Mias tub uses four air curtain bubble wands and two dual outlet pumps. It is capable of running either sixteen 3" netcups of grow rocks for sixteen clones, or can run the netcup covers for a total of 80 clones.  


Wallbanger... 
Recently built a cloner which uses a cheap humidifier spinner device to splash the clones. 
Just like the expensive "rainforest" cloning device only alot less expensive. 








Farmer Maggot... 
Built a bubble aero cloner using a 5 gallon bucket for the tub. 
Notice the creative method of holding the clones using styrofoam cups. 







~Shabangs aero cloner tub... 
Then theres the water pump type misting aero tub. ~Shabang made Hibes design popular back at the old weedbase site. The picture shows the inside of the large tub with the spray bar plumbing pumping a fine water spray thru the pvc tubes by way of a water pump (powerhead) in the bottom of the tub. 
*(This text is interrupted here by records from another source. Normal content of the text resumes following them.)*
Issue #1616, opened 2026-01-27
mask selector not working within an open `dialog`


theoephraim:
## Environment Information

**Stagehand:**

Language/SDK: TypeScript
Stagehand version: 3.0.7

## Issue Description

Masking selectors are not working within an open `dialog` component. As in, there is a dialog that has been opened with `.showModal()`.
It does not matter if the selector targets the input exactly using an ID.
Seems to be something related to how the browser moves this into the `#top-layer` pseudo element...

## Repro
```
import { $ } from 'bun';
import * as fs from 'fs/promises';
import { Stagehand } from '@browserbasehq/stagehand';

const stagehand = new Stagehand({
  env: 'LOCAL',
});
await stagehand.init();

let page = stagehand.context.pages()[0];
if (!page) throw new Error('Expected browser page');

const sensitiveSelectors = [
  '#dialog-input'
];

// Define the HTML we'll serve
const html = `
<!DOCTYPE html>
<html><head><title>Agent Mask Test</title>
<script>
document.addEventListener("DOMContentLoaded", () => {
  document.getElementById('dialog').showModal();
});
</script>

</head><body>
  <h2>Testing Masked Input</h2>
  <dialog id="dialog">
    <input id="dialog-input" readonly value="input in dialog" />
  </dialog>
</body></html>
`;

const port = 6789;
const localhostUrl = `http://127.0.0.1:${port}/`;

const server = Bun.serve({
  port,
  fetch(req) {
    return new Response(html, {
      headers: { "Content-Type": "text/html" }
    });
  }
});


console.log(`Test server running at ${localhostUrl}`);

const oldScreenshot = page.screenshot;
page.screenshot = async function (options?: Parameters<typeof page.screenshot>[0]) {
  console.log('screenshot');
  options ??= {};
  options.mask = sensitiveSelectors.map((s) => page.locator(s));
  const screenshot = await oldScreenshot.call(this, options);
  await fs.writeFile('screenshot.png', screenshot);

  return screenshot;
};

await page.goto(localhostUrl);
await page.screenshot();

await stagehand.close();
await server.stop();
```

seanmcguire12:
fix merged in #1624

PR #1624, opened 2026-01-27
[fix]: screenshot mask not working on `<dialog>` elements

seanmcguire12:
# why
- top‑layer UI (like `<dialog>` and popovers) is painted above the normal document stacking context, so a mask appended to `document.body` can never cover it. in order to mask dialog content, the overlay must be inserted _inside_ the top‑layer container itself
- the screenshot masking logic for elements inside `<dialog>` nodes (and other top‑layer elements) didn’t work because the overlay divs were always appended to the document root, which renders _underneath_ the dialog
- this PR addresses #1616 
# what changed
- updated logic in `resolveMaskRect()` to detect top‑layer roots (dialog[open], :popover-open), compute rects relative to that root, and return a `rootToken` so the caller can target the correct container
- updated `applyMaskOverlays()` to insert mask overlays inside the top‑layer root when a `rootToken` is present, and to restore any temporary position changes on cleanup. `resolveMaskRectForObject()` now passes a `maskToken` and preserves the `rootToken` output
# test plan
- added another test in `page-screenshot.spec.ts` to check whether masks are correctly injected into the dialog node

---
## Summary by cubic
Fixes screenshot masking for elements inside dialog and other top‑layer UIs by inserting overlays into the top‑layer root instead of the document root. Masks now correctly cover dialogs and are fully cleaned up after the screenshot.

- Bug Fixes
  - Detect top‑layer roots (dialog[open], :popover-open) in resolveMaskRect, compute rects relative to that root, and return a rootToken.
  - Insert mask overlays inside the detected top‑layer container; temporarily adjust position when needed and restore on cleanup.
  - Thread a maskToken/rootToken through masking calls to group overlays and handle multi-frame cases safely.
  - Add a test to confirm masks are injected into dialog elements.

<sup>Written for commit 4781745cf466238cecc04f9ebc093ece2d8e1126. Summary will update on new commits. <a href="https://cubic.dev/pr/browserbase/stagehand/pull/1624">Review in cubic</a></sup>

### DIFF
--- a/.changeset/fifty-gifts-win.md
+++ b/.changeset/fifty-gifts-win.md
@@ -1,0 +1,5 @@
+---
+"@browserbasehq/stagehand": patch
+---
+
+fix issue where screenshot masks were not being applied to dialog elements


theoephraim:
One note, although not sure if relevant - I think you can have a `dialog[open]` without having opened it via `.showModal()`, in which case I dont think it's in the top layer.

seanmcguire12:
@theoephraim good call out! i did test locally on dialogs opened via both `show()` & `showModal()`. correct me if im wrong here but i believe these are the only two ways to open a dialog

theoephraim:
Just if someone (or a framework) wrote html that had a dialog and used the open property directly. Your code might assume it’s in the top layer, but calling out that you may need to verify that assumption.

seanmcguire12:
@theoephraim that makes sense! probably could have been more clear in my above comment, but was trying to explain that this PR fixes the mask issue for both cases. ie, after this is merged, the mask will work on dialogs regardless of whether the dialog was opened via `show()` or `showModal()`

Thats just the tip of the iceberg, there are too many variations of aero cloning tubs and designs to show, but they all share one common principle, the cut stems are all suspended in open air while being showered by a fine mist or spray of tiny water droplets. 

The only thing unique or different about the bubbler mist design is the simple to build design, and the timer principle of allowing the stems to dry off slightly between mistings...thus encouraging faster rooting. 

Aero cloning has its share of ups and downs. 
It can be used successfully for soil growing situations, but it is most ideally suited for hydroponic applications. Aero cloning can be super simple as long as everything is kept religiously clean. It offers super fast results with minimal failures when you get everything right, but like conventional cloning, it too can fail miserably if you dont get all the details dialed in properly. 

So in closing, if you already have another method that works well for you then theres no need to change it, unless you're growing hydroponically and want high performance without the pitfalls of rockwool in your hydro (DWC for example), then go for it. 

AF finds aero cloning the "only way to go" for all types of growing, hydro as well as his soil grown mom plants. 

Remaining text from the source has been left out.